I had a custom set of 6 masamoto blades from japan, so, familiar with the care.
At the moment, we cook for friends and home use only.
For now, looking for a good large nakiri and a 240 gyuto.
Good edge retention and sharpness is a must.
Thank you.


----------



## eiron (Nov 29, 2012)

No recommendations, but a few questions:
Do you have a steel type preference?
Do you have a handle style preference?
If you had a custom set, you must've liked them, so why not more Masamoto?


----------



## mike9 (Jul 13, 2012)

If they were Masamoto KS they are getting hard to come by. Goko makes a really nice gyuto in stainless clad white #1 with a pear skin finish. I have one and are very nice for the price.


----------



## NeoSerpient (Jul 10, 2021)

eiron said:


> No recommendations, but a few questions:
> Do you have a steel type preference?
> Do you have a handle style preference?
> If you had a custom set, you must've liked them, so why not more Masamoto?


Thank you for the reply, 
Steel type: AS and shiro#1
Handle type: traditional

my old set has "magically vanished" from my locker at work, the new masamotos i've found are all shiro#2 or euro mix.

I loved the original classics from 20-30 years ago.


----------



## NeoSerpient (Jul 10, 2021)

mike9 said:


> If they were Masamoto KS they are getting hard to come by. Goko makes a really nice gyuto in stainless clad white #1 with a pear skin finish. I have one and are very nice for the price.


The true traditional ao\shiro knives are a rare sight other than localy in japan.


----------



## darien87 (Jun 18, 2021)

NeoSerpient said:


> I loved the original classics from 20-30 years ago.
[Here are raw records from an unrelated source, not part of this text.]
PR #2526, opened 2021-03-02
Fix/import ts in ts

Trim21:


quisquous:
Ah, I see!  This fixes the issue of typescript not emitting the correct extension when you use bare imports.  Thanks, this looks really clean.

Just so I understand, the idea is that we'd land this, and then change all the imports to not use extensions?

Trim21:
yes, the config added in webpack allow bare import in js files now.

quisquous:
Thanks!! :+1:

PR #2527, opened 2021-03-02
Jobs: SAM UI

Echoring:
sam
- Kenki amount
- Meditation stacks
- Shifu&Jinpu&Higanbana duration
- Tsubame-gaeshi cooldown
- Combo timer bar


ui/jobs/components/sam.js
```diff
@@ -1,6 +1,97 @@
...
+    tsubameGaeshi.duration = 60;
+  });
+
+  const higanbana = bars.addProcBox({
+    id: 'sam-procs-higanbana',
+    fgColor: 'sam-color-higanbana',
+  });
+  bars.onMobGainsEffectFromYou([
+    EffectId.Higanbana,
+  ], () => {
```
MaikoTan, line 82:
```suggestion
  bars.onMobGainsEffectFromYou(EffectId.Higanbana, () => {
```

ui/jobs/components/sam.js
```diff
@@ -1,6 +1,97 @@
...
+      meditationGauge.parentNode.classList.add('high');
+    else
+      meditationGauge.parentNode.classList.remove('high');
+  });
+
+  const shifu = bars.addProcBox({
+    id: 'sam-procs-shifu',
+    fgColor: 'sam-color-shifu',
+  });
+  bars.onYouGainEffect(EffectId.Shifu, (name, matches) => {
```
MaikoTan, line 43: There is a `onYouGainEffect` with shifu above too, it would be overrided if you call this function twice. So you either write down the shifu asignment here, otherwise merge these function into the function above.

In fact, the parameters of the function are **ID** and Matches, although it is not being used here.

MaikoTan (changes requested):

MaikoTan (approved):

quisquous:
Code looks fine to me.  Mostly I am wondering if it's worth displaying getsu/setsu/ka somewhere.  (Possibly underneath the combo bar in the same getsu/setsu/ka order that the in-game gauge uses as boxes like blm / smn has?  Or, maybe in some other way?)

MaikoTan:
It seems pointless to me to make it repeat on the bar since there are already enough prominent Sen(Setsu/Getsu/Ka) guage in the game?

quisquous:
> It seems pointless to me to make it repeat on the bar since there are already enough prominent Sen(Setsu/Getsu/Ka) guage in the game?

I mean, I understand that feeling, but the rest of the cactbot jobs ui for all other jobs entirely replaces the in-game gauge.  You can hide it off to the side and only use the cactbot stuff.  It's odd to me to have one gauge that you need to keep using.

Echoring:
Done. By the way, in-game order is setsu-getsu-ka in simple mode..
sen

quisquous (commented):
Looks great, thanks for adding the extra ui.  Just one small comment about some of the code, and then this is good to go.

ui/jobs/components/sam.js
```diff
@@ -1,6 +1,145 @@
...
+
+  const setsuContainer = document.createElement('div');
+  setsuContainer.id = 'sam-stacks-setsu';
+  stacksContainer.appendChild(setsuContainer);
+  const setsu = [];
+  for (let i = 0; i < 1; ++i) {
+    const d = document.createElement('div');
+    setsuContainer.appendChild(d);
+    setsu.push(d);
+  }
```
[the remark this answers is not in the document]
MaikoTan: Maybe the `setsuContainer`, `getsuContainer` and `kaContainer` are not needed, either.
I think just put the div elements in the `stackContainer` (or to rename it as `senContainer` would be more accurate?) is ok?

ui/jobs/components/sam.js
```diff
@@ -1,6 +1,121 @@
...
+    else
+      sen[0].classList.remove('active');
+    if (jobDetail.getsu > 0)
+      sen[1].classList.add('active');
+    else
+      sen[1].classList.remove('active');
+    if (jobDetail.ka > 0)
+      sen[2].classList.add('active');
+    else
+      sen[2].classList.remove('active');
```
MaikoTan, line 60:
```suggestion
    if (jobDetail.setsu)
      sen[0].classList.add('active');
    else
      sen[0].classList.remove('active');
    if (jobDetail.getsu)
      sen[1].classList.add('active');
    else
      sen[1].classList.remove('active');
    if (jobDetail.ka)
      sen[2].classList.add('active');
    else
      sen[2].classList.remove('active');
```

setsu, getsu and ka are booleans.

Wow. Kinda surprised that knives will last for 30 years.


----------



## loomchick (Jun 11, 2013)

darien87 said:


> Wow. Kinda surprised that knives will last for 30 years.


I have several I still use that I owned before I got married. I splurged on a couple of really good knives as my way of celebrating my graduation from graduate school. I didn't have matching dishes or cutlery . . . but, I had a couple of quality knives . . . after all, a girl has certain priorities in the kitchen. Right?

Next week we celebrate our 32nd anniversary.


----------



## darien87 (Jun 18, 2021)

loomchick said:


> Next week we celebrate our 32nd anniversary.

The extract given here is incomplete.